But the family then began to hear reports that Mohammed was, in fact, not dead but was being held at a prison run by Islamic State in Raqqa.

"Unfortunately, this is how the families of the detainees in Syria learn about their relatives," says Amer. "You can't bribe Isis for information; they don't even acknowledge that they hold anyone in their prisons."

Amer, who was himself detained twice by government forces in 2011, has since learned his brother was abducted while filming the Islamic State operation to plant the bomb in the car in Raqqa. He has not seen him since.


And without any government or financial backing to fight for Mohammed's release, the family feels powerless.

"Our hands are tied, we can't do anything now," says Amer. "We don't even know why they are keeping all these Syrians in captivity."

Maisa Saleh is facing a similar battle. She is desperate for news of her 25-year-old younger sister, Samar, who was taken from the northern province of Aleppo.


Maisa Saleh describes her sister Samar's abduction

In a bizarre twist of fate, Maisa only learned of Samar's abduction by jihadists just half an hour after she was herself released from government detention.

Maisa logged onto the internet to let her family know of her release and saw the news of her sibling's capture on social media.

"At the beginning, I was so happy that I left the prison and I felt so relieved," recalls the 31-year-old. "Everything changed when I learnt about Samar."

As Maisa had no access to the outside world while she was being held, she had no knowledge of the rise of jihadist groups, such as Islamic State.

"I wondered, who are Isis, why are they doing this? How did they kidnap my sister and how come no one was able to do anything about it? All these questions were coming to my mind, but I had no answers."

Over time Maisa learned that Samar and her fiance Mohammed al-Umor - a 25-year-old journalist - had been kidnapped while filming in Aleppo province.

"Two tinted cars arrived and a number of masked men, speaking with a classical Arabic accent, took Mohammed," she says. "Samar protested, asked them to let him go and asked why they were taking him. So they decided to also take her.

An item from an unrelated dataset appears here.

PR #1266, opened 2026-08-10
cogni-consult: read-only Swiss-ss orthography drift scan

### LINKED ISSUE #1261: cogni-consult: the ß/ss register rule loses to an engagement's own stored corpus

"They pulled her hair, dragged her into a car with Mohammed and drove away."

Maisa knows exactly what life is like in detention. She was arbitrarily arrested by government officials in April 2013 while socialising in a Damascus cafe. Her friends were also detained simply because they were with her at the time. Some are still in prison.

For six-and-a-half months, Maisa's family didn't know whether she was dead or alive.

She describes how she was mistreated - slapped and hit - but because of social media coverage of her arrest, her captors were more lenient.

Her companions were not so lucky.

"Some of my friends were brutally tortured," she says. "One almost died."




We wish someone could just tell us anything about them, whether they are dead or alive. Even if Samar is dead, at least give us her body - let us know. Tell us so that we can rest



Maisa was finally released in November 2013, shortly after her sister's abduction. Then, to add to her family's torment, pro-government forces stormed Maisa's house again earlier this year, detaining her cousin and her friend. Both remain in prison.



Yassin al-Hajj Saleh on the disappearance of his wife

"They see it as revenge," Maisa says. "They told my cousin, who was brutally tortured, that she had done nothing and that they were keeping her because of me."

Now living in Turkey and working as a journalist, Maisa has struggled to come to terms with her sister's disappearance and has battled periods of depression.

"Whenever I spoke about her or looked at her photos I started crying," she says. "I felt a major loss and pain."

Maisa and her family have tried everything to find out where Samar and her fiance were taken, but without success.

"Until now we don't have any news about her or Mohammed," says Maisa. "We wish someone could just tell us anything about them, whether they are dead or alive. Even if Samar is dead, at least give us her body - let us know. Tell us so that we can rest."

'UN Security Council Resolution 2139, adopted in February this year, condemns the "arbitrary detention and torture of civilians in Syria... as well as kidnappings and abductions and enforced disappearances" and demands "the immediate cessation of such practices and the release of all persons arbitrarily detained".
Human Rights Watch has also called on the UN to demand access for independent monitors to all detention facilities. The campaign group also wants the situation in Syria referred to the International Criminal Court to ensure there are consequences for the perpetrators.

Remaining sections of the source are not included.